PR #7878, opened 2026-03-14
chore(ui): remove stale comment in CardHeader.tsx

jeffa-block:
## Why

A comment reading `// Remove the console.log completely` was left behind after the console.log it referenced was already removed in a previous commit.

## What

Remove the stale comment from `CardHeader.tsx` line 24.

## How to review

1 line deleted. The comment was the only change — no logic affected.

## Testing

No runtime impact — comment-only change.


DOsinga:
Squashed into #8142

PR #7880, opened 2026-03-14
chore(ui): remove debug console.log from SessionSharingSection

jeffa-block:
## Why

`SessionSharingSection.tsx` logs the `GOOSE_BASE_URL_SHARE` environment variable value to the browser DevTools console on every render. This leaks configuration to anyone with DevTools open.

## What

Remove 1 `console.log` statement from `ui/desktop/src/components/settings/sessions/SessionSharingSection.tsx`.

## How to review

Single file, 1 line deleted. The `envBaseUrlShare` variable is still read and used — only the debug log is removed.

## Testing

No runtime impact. Session sharing settings continue to work as before.


DOsinga:
Squashed into #8142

(ASSIGNMENT): Take the listing above and set it down exactly.

(RESULT OF THE EXERCISE):
PR #7878, opened 2026-03-14
chore(ui): remove stale comment in CardHeader.tsx

jeffa-block:
## Why

A comment reading `// Remove the console.log completely` was left behind after the console.log it referenced was already removed in a previous commit.

## What

Remove the stale comment from `CardHeader.tsx` line 24.

## How to review

1 line deleted. The comment was the only change — no logic affected.

## Testing

No runtime impact — comment-only change.


DOsinga:
Squashed into #8142

PR #7880, opened 2026-03-14
chore(ui): remove debug console.log from SessionSharingSection

jeffa-block:
## Why

`SessionSharingSection.tsx` logs the `GOOSE_BASE_URL_SHARE` environment variable value to the browser DevTools console on every render. This leaks configuration to anyone with DevTools open.

## What

Remove 1 `console.log` statement from `ui/desktop/src/components/settings/sessions/SessionSharingSection.tsx`.

## How to review

Single file, 1 line deleted. The `envBaseUrlShare` variable is still read and used — only the debug log is removed.

## Testing

No runtime impact. Session sharing settings continue to work as before.


DOsinga:
Squashed into #8142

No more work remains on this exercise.